• **What the task requires**: Once you reach the line containing "- db migration" in the entries below, write out that line and each one after it down to the line containing "For screenshots see", exactly and with nothing added.

-------- Material provided

PR #9316, opened 2020-10-30
store UDC's from map to "user-defined caches" list

### LINKED ISSUE #8678: New UDC created from map should be saved to "User-defined caches" list
AFAIR new user defined caches should be stored on the dedicatd "Internal caches" list upon creation by long clicking on the map.
For me they are always stored on the default list.

BTW:
Shouldn't we also rename the list "Internal caches" to "User defined caches" to be consistent?

@moving-bits 
In case this is no bug it could be considered as a feature request. I meanwhile use the UDC quite a lot to remember locations or plan caches and I always need to search for the UDCs as I expect them on the "Internal caches" list.

fm-sys:
fix #8678

One question though: I found the following comment: 
```
// temporary workaround for on demand migration of the old "go to" history
// should be removed after some grace period (maybe summer 2020?)
```
Should I remove the migration code along with my changes, or should we leave it inside for a few more months?


moving-bits:
> Should I remove the migration code along with my changes, or should we leave it inside for a few more months?

I would leave it in for now - it's not that much code, and people are migrating pretty old database backups sometimes...

PR #9317, opened 2020-10-30
select target on geo intent (fix #9290)

### LINKED ISSUE #9290: Improve handling of incoming navigation intents
Inspired by #9289

On incoming navigation intens we could let the user decide how to handle the coordinates and let them choose between
- Save in "Go to"
- Create new UDC and save it as cache coordinate
- Add to an existing UDC and add an additional waypoint to it

This would e.g. further improve the handling of Adventure Labs in c:geo but also suitable for a lot of other use cases (e.g. save some topic bound POI into c:geo (e.g. some needed POI grouped by location).

moving-bits:
image

First entry is always "Create new cache", second always "Go to targets", followed by the other already existing UDC, sorted by last-changed-first.

### DIFF
--- a/main/res/values/strings.xml
+++ b/main/res/values/strings.xml
@@ -1116,6 +1116,7 @@
 
 
     <string name="create_internal_cache">Create user-defined cache</string>
+    <string name="create_internal_cache_short">New cache</string>
     <string name="internal_cache_default_name">User defined cache #%1$d</string>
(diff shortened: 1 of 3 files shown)


bekuno:
https://ci.cgeo.org/job/cgeo%20pull%20request/3914/checkstyleResult/source.-6884541216426645898/#2395

PR #9637, opened 2020-12-31
merge old cache logs on importing GPX/PQ (fix #9524)

### LINKED ISSUE #9524: Merge save logs with logs from pocket query

When I update a cache via c:geo it downloads many more logs and I can get from my pocket query.  I like having this additional information when I'm out in the field.  However I have weekly pocket queries of a 1,000 caches in my area and unfortunately the pocket query only contains the last five logs.  When I update my offline list with my pocket query the previously saved logs are discarded leaving me with only five.

I'd like to have c:geo retain the previous logs and merge that with the information from the pocket query.  I realize this could leave gaps in the log history but that could be indicated somehow.

It is possible that there might be other data that is currently discarded that could be retained as well, favorite points come to mind...

moving-bits:
Solves #9524, but also merges old logs on importing from other GPX files or updating a cache using the connector.
Merging is done by per-log deleting old logs from same author, same date, same type before storing the new logs.

### DIFF
--- a/main/src/cgeo/geocaching/connector/gc/GCParser.java
+++ b/main/src/cgeo/geocaching/connector/gc/GCParser.java
@@ -420,7 +420,7 @@ public final class GCParser {
         final SearchResult result = new SearchResult(parsed.left);
         if (parsed.left == StatusCode.NO_ERROR) {
             result.addAndPutInCache(Collections.singletonList(parsed.right));
-            DataStore.saveLogs(parsed.right.getGeocode(), getLogs(parseUserToken(page), Logs.ALL).blockingIterable());
+            DataStore.saveLogs(parsed.right.getGeocode(), getLogs(parseUserToken(page), Logs.ALL).blockingIterable(), true);
         }
         return result;
     }
@@ -1815,7 +1815,7 @@ public final class GCParser {
                     mergeFriendsLogs(logEntries, specialLogEntries);
                     return logEntries;
                 }).cache();
-        mergedLogs.subscribe(logEntries -> DataStore.saveLogs(cache.getGeocode(), logEntries));
+        mergedLogs.subscribe(logEntries -> DataStore.saveLogs(cache.getGeocode(), logEntries, true));
         if (cache.isFound() || cache.isDNF()) {
             ownLogs.subscribe(logEntry -> {
                 if (logEntry.getType().isFoundLog() || (!cache.isFound() && cache.isDNF() && logEntry.getType() == LogType.DIDNT_FIND_IT)) {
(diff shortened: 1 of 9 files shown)


fm-sys:
Sounds promising! 👍

SammysHP:
But what about actually deleted logs? And logs with wrong type that was changed afterwards (probably less common)? This will cause inconsistencies with upstream data. Will caches be detected as "found" if there was a found log previously, but then deleted?

moving-bits:
> But what about actually deleted logs? And logs with wrong type that was changed afterwards (probably less common)? This will cause inconsistencies with upstream data. Will caches be detected as "found" if there was a found log previously, but then deleted?

There is indeed some trade-off, if you want to keep older logs without having to reload each cache after importing a GPX file. Personally, this would be acceptable for me in these cases, but probably not for everyone.

@SammysHP 
Do you have a proposal how to mitigate that problem without losing stored logs, and without having to completely reload them?
Or should I add a setting, so that the user can decide which way is preferred, and default that setting to today's behavior?

SammysHP:
> Do you have a proposal how to mitigate that problem without losing stored logs, and without having to completely reload them?
Or should I add a setting, so that the user can decide which way is preferred, and default that setting to today's behavior?

Not really. I think for imports from GPX it is OK to merge the logs this way, but when refreshing the cache by downloading the data from GC (or OC, where we get all logs AFAIK) we should replace all logs.

When parsing the data (from GPX), is the found status (also) determined from the logs or only from a separate flag?

moving-bits:
I have adapted the PR to merge logs only on importing from GPX/PQ.
All other actions which lead to storing logs behave the same as before this PR.

moving-bits:
> When parsing the data (from GPX), is the found status (also) determined from the logs or only from a separate flag?

To me it looks like it is parsed from waypoint status:

```
// waypoint.sym
waypoint.getChild(namespace, "sym").setEndTextElementListener(body -> {
    sym = body.toLowerCase(Locale.US);
    if (sym.contains("geocache") && sym.contains("found")) {
        cache.setFound(true);
    }
});
```

or from log in GPX file:
```
gcLog.setEndElementListener(() -> {
   final LogEntry log = logBuilder.build();
   if (log.getType() != LogType.UNKNOWN) {
       if (log.getType().isFoundLog() && StringUtils.isNotBlank(log.author)) {
           final IConnector connector = ConnectorFactory.getConnector(cache);
           if (connector instanceof ILogin && StringUtils.equals(log.author, ((ILogin) connector).getUserName())) {
               cache.setFound(true);
               cache.setVisitedDate(log.date);
           }
       }
       logs.add(log);
   }
});
```

(and other possible places)

SammysHP:
So you can't "unfind" a cache by importing a GPX with these changes?

moving-bits:
> So you can't "unfind" a cache by importing a GPX with these changes?

No change in this regard, to my understanding.

Haven't looked in the code in detail regarding this aspect, but my guess would be, that found state is set to false on creating the cache element in memory during import, and GPX import can set it to true from the imported data (but not from data stored in the log database tables).

PR #9638, opened 2020-12-31
Extends the OneTimeDialogs framework

fm-sys:
Extends the OneTimeDialogs framework so that dialogs can also be displayed only for new or updating users.

I have configured the existing OneTimeDialogs like this:
- explain offline found counter --> all users
- database overwrite notice --> of course also all users
- map quick settings --> only upgrading users

also see https://github.com/cgeo/cgeo/pull/9597#issuecomment-751507462

Sorry, but this PR will lead to one minor merge conflict, when merging it back to master. Unfortunately unavoidable...


moving-bits:
merge to release & master done

Issue #9589, opened 2020-12-26
Installation wizard


moving-bits:
While browsing through the Play Store review notifications I've stumbled upon a wide spread between recurring users (beta reviews) and other users (regular reviews). While most beta reviews are four or five star reviews, other reviews have a high occurence of one star reviews, frequently with remarks like
- no caches shown
- no search does work
- app does not work
- Did not let me see ANY geocaches only let me see the map
- ...

IMHO there is a problem with onboarding our new users, the learning curve for c:geo is too steep.

A couple of days ago, while working on a different issue, I had to install a new app "Lockito" for automatically looping over a self-created track. I had no idea how this app worked, but after installation a short wizard took me through the most relevant settings, and so I had this app up and running in no time.

That's when my old idea of a tiny installation wizard for c:geo resurfaced. Today I started working on it, and have come up with the following so far:
|![image](https://user-images.githubusercontent.com/3754370/103156498-65544a00-47a9-11eb-9618-134388b362fd.png)|![image](https://user-images.githubusercontent.com/3754370/103156501-6ab19480-47a9-11eb-9e38-99e84dd40000.png)|
|![image](https://user-images.githubusercontent.com/3754370/103156504-6eddb200-47a9-11eb-9f3e-b61393443bd1.png)|![image](https://user-images.githubusercontent.com/3754370/103156508-7309cf80-47a9-11eb-9d20-17730ac60e5c.png)|
|![image](https://user-images.githubusercontent.com/3754370/103156512-7735ed00-47a9-11eb-94a2-ac0cd9633d29.png)|![image](https://user-images.githubusercontent.com/3754370/103156515-7c933780-47a9-11eb-99d6-131706367871.png)|
|![image](https://user-images.githubusercontent.com/3754370/103156517-8157eb80-47a9-11eb-9a70-b655f6bd4243.png)|![image](https://user-images.githubusercontent.com/3754370/103156519-85840900-47a9-11eb-8130-bef2ab590a9b.png)|
|![image](https://user-images.githubusercontent.com/3754370/103156521-8a48bd00-47a9-11eb-9796-7684192242cf.png)||

As a "bonus" you can select "advanced" on the last screen for an easy access to some more advanced settings:
![image](https://user-images.githubusercontent.com/3754370/103156524-8fa60780-47a9-11eb-97db-c1cc2cb6dd60.png)

This, BTW, also makes our BRouter integration a bit more prominent, as has been mentioned (wished for) earlier in some other issue.

[...]

PR #9651, opened 2021-01-03
Related to #9589 - Wording proposals for installation wizard

Lineflyer:
Based on feedback of a "new user". 
Feedback and other proposals welcome (you may push to this branch).

### DIFF
--- a/main/res/values/strings.xml
+++ b/main/res/values/strings.xml
@@ -2029,27 +2029,27 @@
     <string name="next">Next</string>
     <string name="finish">Finish</string>
     <string name="wizard_welcome_title">Welcome to c:geo</string>
-    <string name="wizard_intro">It looks like this is the first time c:geo is used on this device. Shall I help you with configuration? It\'s just a few steps.</string>
-    <string name="wizard_intro2">Welcome back to the configuration wizard. It\'s just a few steps.</string>
+    <string name="wizard_intro">Just a few steps are needed to configure c:geo and get you going. Shall I help you with that?</string>
+    <string name="wizard_intro2">Welcome back to the configuration wizard. Your c:geo setup is not yet finished, shall I help you to complete it and get you going? It\'s just a few steps.</string>
     <string name="wizard_outro_ok">Thanks for configuring c:geo.\nHave fun!</string>
     <string name="wizard_outro_error">Incomplete configuration\nNot all parts of c:geo will work as expected!</string>
     <string name="wizard_permissions_title">Set app permissions</string>
-    <string name="wizard_permissions_intro">c:geo needs certain permissions to function correctly. I will explain them in the next steps.\nWithout these permissions you will not be able to use c:geo.</string>
-    <string name="wizard_platforms_title">Configure platforms</string>
-    <string name="wizard_platforms_intro">To download caches you need an account for at least one of the geocaching platforms supported by c:geo</string>
+    <string name="wizard_permissions_intro">c:geo needs certain permissions on your device to work correctly.\nI will explain more details in the next steps.</string>
+    <string name="wizard_platforms_title">Configure services</string>
+    <string name="wizard_platforms_intro">To find geocaches with c:geo you need an account for a geocaching service supported by c:geo.\nSelect the desired service below to either login with your existing account or create a new account.</string>
     <string name="wizard_platforms_gc">geocaching.com</string>
-    <string name="wizard_platforms_others">Opencaching &amp; more</string>
+    <string name="wizard_platforms_others">Opencaching &amp; others</string>
     <string name="wizard_welcome_advanced">Advanced configuration</string>
     <string name="wizard_advanced_offlinemaps_label">Offline maps</string>
-    <string name="wizard_advanced_offlinemaps_info">c:geo can download map files for offline usage</string>
+    <string name="wizard_advanced_offlinemaps_info">This page provides some advanced functions, which are optional to use.\n\nc:geo can download map files for offline usage.</string>
     <string name="wizard_advanced_brouter_label">Routing app</string>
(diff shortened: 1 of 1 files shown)


main/res/values/strings.xml
```diff
@@ -2029,27 +2029,27 @@
...
+    <string name="wizard_intro2">Welcome back to the configuration wizard. Your c:geo setup is not yet finished, shall I help you to complete it and get you going? It\'s just a few steps.</string
     <string name="wizard_outro_ok">Thanks for configuring c:geo.\nHave fun!</string>
     <string name="wizard_outro_error">Incomplete configuration\nNot all parts of c:geo will work as expected!</string>
     <string name="wizard_permissions_title">Set app permissions</string>
-    <string name="wizard_permissions_intro">c:geo needs certain permissions to function correctly. I will explain them in the next steps.\nWithout these permissions you will not be able to use c:geo.</string>
-    <string name="wizard_platforms_title">Configure platforms</string>
-    <string name="wizard_platforms_intro">To download caches you need an account for at least one of the geocaching platforms supported by c:geo</string>
+    <string name="wizard_permissions_intro">c:geo needs certain permissions on your device to work correctly.\nI will explain more details in the next steps.</string>
+    <string name="wizard_platforms_title">Configure services</string>
```
bekuno, line 2038: Hmm, we had the problem before that the dialog presents "services" as acronym for services, where you manage caches (geocaching.com, opencaching*. , ...) and services for additional information (rating, ...). To distinguish the use cases the term platform was used for the cache-provider. 
I think we have to use a clean wording so that new user can this distinguish.
So I would stay with platform, if this is correct for english native speeker, or at least use the term "geocaching service" all the time.

fm-sys: Maybe "Configure geocaching services" or "Configure geocaching platforms" to make the meaning a bit more clear...

fm-sys: I took a look at the installation wizard, and you are able to configure both, platforms as well as further services. So "Services" is the correct wording...

main/res/values/strings.xml
```diff
@@ -2029,27 +2029,27 @@
...
+    <string name="wizard_platforms_intro">To find geocaches with c:geo you need an account for a geocaching service supported by c:geo.\nSelect the desired service below to either login with your existing account or create a new account.</string>
     <string name="wizard_platforms_gc">geocaching.com</string>
-    <string name="wizard_platforms_others">Opencaching &amp; more</string>
+    <string name="wizard_platforms_others">Opencaching &amp; Others</string>
```
fm-sys, line 2041: Shouldn't "others" be lowercase?

main/res/values/strings.xml
moving-bits: I had intentionally chosen the wording "platforms", as the focus in this step should be to select a geocaching platform, like gc.com or oc.de, not a specialized service like gcvote.com

I had a trade-off to make here: gc.com is by far the most widely used platform (especially for geocaching beginners, which this wizard is mostly intended for), so I put in an extra button for it, linked directly to the specific settings page. The other platforms are much less common and more regional, so I did not want to put an extra button on the page for every other platform, but just linked to our general services settings page - which indeed lists both services and platforms. Maybe we need to split-up our settings pages accordingly into "platforms" and "other services"?

main/res/values/strings.xml
moving-bits: yes

main/res/values/strings.xml
```diff
@@ -2029,27 +2029,27 @@
...
     <string name="wizard_advanced_offlinemaps_label">Offline maps</string>
-    <string name="wizard_advanced_offlinemaps_info">c:geo can download map files for offline usage</string>
+    <string name="wizard_advanced_offlinemaps_info">This page provides some advanced functions, which are optional to use.\n\nc:geo can download map files for offline usage.</string>
     <string name="wizard_advanced_brouter_label">Routing app</string>
-    <string name="wizard_advanced_brouter_info">c:geo can navigate to targets and show routing info on your map by installing and configuring a companion app named \"BRouter Offline Navigation\"</string>
+    <string name="wizard_advanced_brouter_info">By installing and configuring a companion app named \"BRouter Offline Navigation\" c:geo can navigate to targets and show routing infos on your map.</string>
     <string name="wizard_advanced_restore_label">Restore</string>
-    <string name="wizard_advanced_restore_info">Restore settings / data from a previous installation</string>
+    <string name="wizard_advanced_restore_info">You can restore settings and/or geocache data from a previous installation.</string>
```
moving-bits, line 2048: "You can" may imply that there is stored data available. We should either check for existing backups (there's probably already a helper function for that) or adapt the text accordingly, e. g. "Try to restore ..."

moving-bits (changes requested):
Nicely done, thanks for cross-checking with a pure muggel ;-)

Only had a few comments, mainly about services vs. platforms.

main/res/values/strings.xml
fm-sys: IMHO a geocaching platform is also a service. In our settings we use that wording too.

Lineflyer: Thats why I also ended up with service here. If I look into c:geo Settings the first item is "Services".

main/res/values/strings.xml
Lineflyer: I will try to find a better wording not implying that a backup is available.

Lineflyer: Done

main/res/values/strings.xml
Lineflyer: Done

main/res/values/strings.xml
Lineflyer: No change done here.

moving-bits (approved):

PR #9666, opened 2021-01-04
option to use individual cache markers (fix #9523)

### LINKED ISSUE #9523: Emoji's as cache icons  for UDC's
I use UDC's for tagging all different types of places like my home, beautiful locations, supermarkets, etc.
For easy differentiation, it would be very useful if a custom emoji could be set as cache icon...

moving-bits:
Allows using unicode characters as cache markers on a per-cache base.
Fixes #9523 and gives a mitigation for other issues requesting to set individual cache icons without the hassle of handling user-selected image files, and without blowing c:geo's APK size.

- New menu entry in cache menu "Select cache icon"
- opens a popup where you can select an "icon" (= unicode character) from a given list (*)
- at the bottom of this popup a "recently used" list builds (max. 10 entries)
- you can reset the chosen icon to default in this popup
- the selected "icon" is used as cache marker on the map (and other places)
- on the map it uses the usual insets, and the "squared" white background (the same that is used for OC caches and UDC)
- "big smileys" option has precedence over the user-selected icon
- map cache markers with individual cache icons are using the marker cache (as the regular markers do)
- db migration adds a single field (int) to the cache table, and sets all existing caches to "default marker" (= 0)

For screenshots see https://github.com/cgeo/cgeo/issues/9523#issuecomment-753641788 and https://github.com/cgeo/cgeo/issues/9523#issuecomment-753669988.

(*) The list of characters supported currently is for demonstration purposes only, the list has to finalized yet.

### DIFF
--- a/main/src/cgeo/geocaching/storage/DataStore.java
+++ b/main/src/cgeo/geocaching/storage/DataStore.java
@@ -125,7 +125,8 @@ public class DataStore {
         DBEXTENSION_PENDING_DOWNLOAD(1),
         DBEXTENSION_FOUNDNUM(2),
         DBEXTENSION_DOWNGRADEABLE_DBVERSION(3),
-        DBEXTENSION_ONE_TIME_DIALOGS(4);
+        DBEXTENSION_ONE_TIME_DIALOGS(4),
+        DBEXTENSION_EMOJILRU(5);
 
         public int id;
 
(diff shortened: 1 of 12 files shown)


main/src/cgeo/geocaching/storage/DataStore.java
```diff
@@ -225,7 +227,8 @@
             88, // add timestamp to trail history
             89, // add altitude to trail history
             90, // add user guid to cg_caches and cg_logs
-            91  // add fields to cg_extension
+            91, // add fields to cg_extension
+            92  // add emoji id to ca_caches
```
bekuno, line 231: s/ca_caches/cg_caches/

moving-bits: done

PR #9667, opened 2021-01-04
set "on long tap" option default to true + add OneTimeMessage (fix #9615)

moving-bits:
- sets default for "on long tap" map option to true
- shows a OneTimeMessage on opening map, content depending on current setting (see screenshots)
- extends the OneTimeMessage framework to (optionally) support a "more information" URL (see screenshots)
- code deduplication: moves the existing map OneTimeMessage messages to `maps/MapUtils`

image.image

"More information" will take to our user manual, map settings section.


Lineflyer:
can't we display the one time message as soon as the user performs his first long click?

moving-bits:
> can't we display the one time message as soon as the user performs his first long click?

We probably could (haven't checked), but with showing this on opening the map I'd like to make some advertisement for individual route & UDC functions.

bekuno:
Personally I would make the text of the second version (long tab is disabled) with the same content and order as the first one.

Proposal:
- headline
- description (By long tapping ...)
- state (is enabled/is deactivated)
- settings (You can change the behavior ...)

moving-bits:
Good idea, I've unified the strings accordingly:

image

PR #9673, opened 2021-01-04
skip PM-only caches on storing

### LINKED ISSUE #9583: c:geo tries to download PM-only caches for BM
User report for beta version 2020.12.22-RC (and verified by me):

- Be logged in as basic member to gc.com
- Search for caches in Munich, Germany
- Load more results to have 40 caches in search result
- Select to store them to a new list (List name automatically set to Munich, Germany)
- Wait until download is finished
- Open the created list

Result:
The list has 40 caches and thus also contains premium only caches, which (up to my knowledge) have been skipped in earlier versions of c:geo while trying to save. Usually I had e.g. 40 caches as result but after downloading them only 40-premium caches in the list

Expected:
It makes no sense to store them as I cannot open them.
I do also see strange cache titles (e.g. for GC5G596) as presumably c:geo cannot resolve the unicode characters as it cannot open the PM cache.

Comment Lineflyer:
I could reproduce it exactly as described above.
Not sure since when this problem occurs, but I agree to the user, that in former versions the PM-only were contained in search results (which is OK) but skipped when storing.

fm-sys:
fixes #9583

### DIFF
--- a/main/src/cgeo/geocaching/CacheListActivity.java
+++ b/main/src/cgeo/geocaching/CacheListActivity.java
@@ -17,6 +17,7 @@ import cgeo.geocaching.command.MakeListUniqueCommand;
 import cgeo.geocaching.command.MoveToListAndRemoveFromOthersCommand;
 import cgeo.geocaching.command.MoveToListCommand;
 import cgeo.geocaching.command.RenameListCommand;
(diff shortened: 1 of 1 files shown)


bekuno:
should target release?

fm-sys:
> 
> 
> should target release?

You are right, retarget done.

PR #9693, opened 2021-01-05
add set cache icon option to manage caches submenu (fix #9685)

### LINKED ISSUE #9685: Batch function to set cache icon for all caches in list
I have imported a Adventure Lab GPX to see adventure lab caches around my homezone.
At the moment those are imported with the default (grey ??) icons.

In order to better identify those on the map a custom icon would be useful but needs to be set manually for all 200 caches on my list.

The menu "Manage lists" could get an item "Set cache icons" which provides a batch function to set the icon for all caches on the list...same as already implemented for a single cache.

The reset function could however be a bit more tricky. In my case all caches have the same default icon...but that might be different for other scenarios and we should - in any case - provide some batch undo/reset in case someone uses this function accidentally.

moving-bits:


main/res/values/strings.xml
```diff
@@ -1833,6 +1833,7 @@
         <item quantity="many">Add this cache to favorites (%d remaining)</item>
         <item quantity="other">Add this cache to favorites (%d remaining)</item>
     </plurals>
+    <string name="command_set_cache_icons_progress">Setting cache icons</string>
```
Lineflyer, line 1836: Maybe: "Set custom cache icons"
I would also suggest this for the cache menu: "Set custom cache icon"

Lineflyer: On the other hand some translation (e.g. german=benutzerdefiniert) would then be rather long...mmh. 
Unsure..

bekuno: or "Set own cache icons", or ...personal... ?

moving-bits:
I've set the menu entry in Cache => Manage Caches to "Set cache icons" (plural) for now. We can adapt it later, when we find a good phrasing.

Also added an undo function.

PR #9697, opened 2021-01-06
edit map behavior strings

fm-sys:
We had used the `>` character also at other places in our strings to direct users to a settings sub menu, so it would be consistent to use them here as well. 

Example:
`"Settings" > "Logging"` in the offline counter one time message

While I'm quite sure that we should use the `>` instead of `-` I'm wondering if we also want to use quotation marks here...?


Lineflyer:
What about `→` as separator?
That what we use in FAQ.

Quotation marks are IMHO not necessarily needed.

moving-bits:
@fm-sys 
Have you seen the comment from @Lineflyer? Do you want to update your strings or stay with current version and merge this PR?

fm-sys:
Yes I had seen it but hadn't time to edit the PR so far... Will do it right now!

moving-bits:
No problem. Just wanted to send a signal that I haven't ignored your PR by not merging it :-)

fm-sys:
grafik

----------------

• **Output for this task**:
- db migration adds a single field (int) to the cache table, and sets all existing caches to "default marker" (= 0)

For screenshots see https://github.com/cgeo/cgeo/issues/9523#issuecomment-753641788 and https://github.com/cgeo/cgeo/issues/9523#issuecomment-753669988.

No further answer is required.